**TASK OBJECTIVE**
Go line by line through the records below. Copy whichever lines contain the string "True".

BEGIN RECORD EXCERPTS

PR #881, opened 2026-08-04
feat: add a link preview service with SSRF protection

### LINKED ISSUE #876: Add a link preview service for URLs shared across the platform
### Problem

Links are everywhere in DevLink — a repo URL in a project description, a blog post pasted into a conversation, a docs link dropped into an issue comment. Right now every one of them renders as bare text. The reader has no idea whether `https://example.com/a/b/c` is a GitHub repo, a YouTube video, or a phishing page until they click it.

Every product that handles user-pasted links eventually grows a preview card. We should build ours deliberately rather than bolting it on later, because the naive version of this feature is a **server-side request forgery hole**: an endpoint that fetches an arbitrary user-supplied URL from inside our network is an open proxy to `169.254.169.254`, to `localhost:5432`, and to anything else on the private network.

### Proposal

A `link_preview_service` that, given a URL, returns the title, description, site name, canonical URL, and image for it — sourced from Open Graph tags, falling back to Twitter card tags, falling back to plain `<title>`/`<meta name="description">`.

### The safety requirements are the point

This is not an optional hardening pass, it is the feature:

1. **Scheme allowlist.** `http` and `https` only. No `file:`, `gopher:`, `ftp:`, `data:`.
2. **DNS resolution before connecting**, then reject every resolved address that is loopback, link-local, private (RFC 1918), unique-local, multicast, or reserved — for both IPv4 and IPv6. Checking the hostname string is not enough; `127.0.0.1.nip.io` resolves to loopback.
3. **Redirects re-validated at every hop.** A public URL that 302s to `http://169.254.169.254/latest/meta-data/` must be rejected at the second hop. This means redirects have to be followed manually, not with `follow_redirects=True`.
4. **Byte cap on the response body.** Stream it and stop reading after ~512 KB so a hostile server cannot stream us gigabytes.
5. **Content-type check.** Only parse `text/html` and `application/xhtml+xml`.
6. **Short connect/read timeout,** and a bounded number of redirect hops.

### Also needed

* Cache successful previews (and negative results, for a shorter window) so a link pasted into a busy conversation is fetched once, not once per reader.
* Rate limit the endpoint per user — it is an outbound-request amplifier by nature.
* Resolve relative `og:image` paths against the final URL, and decode HTML entities in the extracted text.
* Truncate title/description to sane lengths before returning them.

### API sketch

```
GET  /api/link-previews?url=https://example.com/post   -> single preview
POST /api/link-previews/batch  { "urls": [...] }       -> up to 10 at once
```

Both authenticated. The batch form returns a per-URL status so one bad link does not fail the whole request.

### Acceptance criteria

- [ ] Open Graph, Twitter card, and bare-HTML extraction, in that precedence order.
- [ ] All six safety requirements above are implemented and unit-tested, including the redirect-to-private-IP case.
- [ ] Previews are cached; repeat requests do not re-fetch.
- [ ] The endpoint never returns a raw upstream error body to the caller.

MOHITKOURAV01:
Closes #876

## What this adds

```
GET  /api/link-previews?url=https://example.com/post   → one preview
POST /api/link-previews/batch  { "urls": [...] }       → up to 10
```

Metadata comes from Open Graph, falling back to Twitter card tags, falling back to the plain `<title>` / `<meta name="description">`. `og:url` wins for `final_url` because it is the page's own canonical spelling of itself, which is worth more than whatever redirect chain we happened to follow.

The batch endpoint always returns `200`. Each entry carries either a `preview` or an `error`, so one dead link in a message does not cost the reader every other card in it.

## The safety work is the feature

This is an endpoint whose entire job is to make our server fetch a URL the caller chose, from inside our network. Written naively it is an open proxy to `169.254.169.254`, to `localhost:5432`, and to everything else on the private subnet — with our source address and our credentials.

### `app/utils/url_safety.py`

Kept as a separate module on purpose. Webhook delivery, avatar import and repository metadata all have the same problem, and none of them should grow their own half-version of this.

* **scheme allowlist** — `http`/`https`. No `file:`, no `gopher:`, no `data:`.
* **port allowlist** — 80, 443, 8080, 8443.
* **no credentials in the URL** — the browser shows the userinfo and the server sees something else, which is a phishing vector on its own.
* **resolved-address checks** — the hostname is resolved and *every* returned address must be public.

That last point is the one that actually matters, and it is why this resolves instead of pattern-matching the hostname:

> `127.0.0.1.nip.io` is a perfectly ordinary public hostname. It resolves to loopback. There is a whole family of services that exist to do this.

Checking *all* the addresses matters for the same reason. A name with one public A record and one private AAAA record is a working attack if only the first answer is inspected — nothing in this code chooses which one the HTTP client ends up connecting to.

Refused: loopback, link-local (which is where cloud metadata lives), RFC 1918, unique-local, reserved, multicast, unspecified — for IPv4, IPv6, and IPv4-mapped IPv6, because `::ffff:127.0.0.1` is loopback wearing a hat.

### `app/services/link_preview_service.py`

* **Redirects are followed by hand**, and every hop is re-validated. This is the whole reason the fetch loop is written out longhand instead of using `follow_redirects=True` — a public URL that 302s to `http://169.254.169.254/latest/meta-data/` has to fail at the *second* hop, and the convenient version walks straight onto it.
* **The body is streamed and abandoned past 512 KiB.** Everything we want is in `<head>`, so the cap costs nothing on a real page and stops a hostile server making us buffer a gigabyte.
* Only `text/html` and `application/xhtml+xml` are parsed.
* Timeouts are short (5s) and the hop count is bounded (3).

## Caching

24 hours for a success, 5 minutes for a failure. Without it, a link pasted into a busy conversation is fetched once *per reader*. The short failure TTL means a site that was down for five minutes is not written off for a day.

The cache key is a normalised URL — lowercased scheme and host, redundant `:443` dropped, fragment dropped — so two spellings of the same page share one entry.

## Tests

47 tests, and the resolver is injected rather than real. A test that depends on what the CI runner's DNS says about `localhost` today is a test that will eventually lie.

Covered: every rejected address family individually, the mixed public/private records case, disallowed schemes and ports, credentials in the URL, cache-key normalisation, and on the parsing side — Open Graph precedence, Twitter fallback, `<title>` fallback, **attribute order** (`content="…" property="…"` is extremely common in the wild and a single fixed-order regex silently misses all of it), single-quoted attributes, duplicate tags, relative image resolution against the final URL, entity decoding, whitespace collapsing, and word-boundary truncation.

```
$ pytest tests/test_link_previews.py -q
47 passed
```

Endpoint smoke-checked against the running app: unauthenticated `GET /api/link-previews` returns `401`, so the route is wired and the auth dependency is doing its job.

## Notes for review

* Rate limits are deliberately tight — 30/min single, 10/min batch. This endpoint is an outbound-request amplifier by construction.
* No new model, no migration.
* `main.py` gains three lines, at line 516, well away from anything else in flight.
* Docs in `docs/link_previews.md`, including a short section on reusing the guard for the next feature that needs to fetch a user-supplied URL.

### DIFF
--- a/backend/app/core/config.py
+++ b/backend/app/core/config.py
@@ -287,6 +287,37 @@ class Settings(BaseSettings):
     ENABLE_APPLICATIONS: bool = True
 
     # ==========================================================
+    # Link Previews
+    # ==========================================================
+
+    # Short, because a preview is a nice-to-have sitting in front of a user
+    # waiting for a message to send. A slow site gets no card rather than a
+    # slow card.
+    LINK_PREVIEW_TIMEOUT_SECONDS: float = 5.0
+
+    # Everything we want lives in <head>. 512 KiB is generous for that and
+    # bounds what a hostile server can make us buffer.
+    LINK_PREVIEW_MAX_BYTES: int = 512 * 1024
+
+    # Each hop is re-validated against the SSRF rules, so this is a cost
+    # ceiling rather than a safety one.
+    LINK_PREVIEW_MAX_REDIRECTS: int = 3
+
+    # A day: Open Graph tags change rarely, and a stale title is a much smaller
+    # problem than re-fetching a popular link for every reader.
+    LINK_PREVIEW_CACHE_TTL_SECONDS: int = 86400
+
+    # Failures are cached far more briefly, so a site that was down for five
+    # minutes is not written off for a day.
+    LINK_PREVIEW_FAILURE_CACHE_TTL_SECONDS: int = 300
+
+    # Identifying ourselves honestly, with a contact URL, is what lets a site
+    # owner rate-limit us instead of silently blackholing us.
+    LINK_PREVIEW_USER_AGENT: str = (
+        "DevLinkBot/1.0 (+https://github.com/nensii21/devlink)"
+    )
+
+    # ==========================================================
     # Helper Properties
     # ==========================================================
 
--- a/backend/app/main.py
+++ b/backend/app/main.py
@@ -516,6 +516,9 @@ from app.routers import (
 
 
 app.include_router(media.router, prefix="/api", tags=["Media"])
+from app.routers import link_previews
+
+app.include_router(link_previews.router, prefix="/api", tags=["Link Previews"])
 app.include_router(auth.router, prefix="/api/auth", tags=["Authentication"])
 from app.routers import mfa
 app.include_router(mfa.router, prefix="/api")
--- a/backend/app/routers/link_previews.py
+++ b/backend/app/routers/link_previews.py
@@ -1,0 +1,116 @@
+"""
+Link preview endpoints.
+
+Both are authenticated and rate limited. That is not incidental: this is an
+endpoint whose whole job is to make our server fetch a URL somebody else chose,
+which makes it an outbound-request amplifier. Anonymous access would turn it
+into an open proxy, and an unlimited rate would turn it into a way to point our
+egress bandwidth at a third party.
+"""
+
+from __future__ import annotations
+
+from fastapi import APIRouter, Depends, HTTPException, Query, Request, status
+
+from app.dependencies import get_current_user
+from app.middleware.rate_limit import limiter
+from app.models.user import User
+from app.schemas.link_preview import (
+    LinkPreviewBatchItem,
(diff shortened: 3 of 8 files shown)


MOHITKOURAV01:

END RECORD EXCERPTS

**SOLUTION TO THIS TASK**
3. **Redirects re-validated at every hop.** A public URL that 302s to `http://169.254.169.254/latest/meta-data/` must be rejected at the second hop. This means redirects have to be followed manually, not with `follow_redirects=True`.
* **Redirects are followed by hand**, and every hop is re-validated. This is the whole reason the fetch loop is written out longhand instead of using `follow_redirects=True` — a public URL that 302s to `http://169.254.169.254/latest/meta-data/` has to fail at the *second* hop, and the convenient version walks straight onto it.
     ENABLE_APPLICATIONS: bool = True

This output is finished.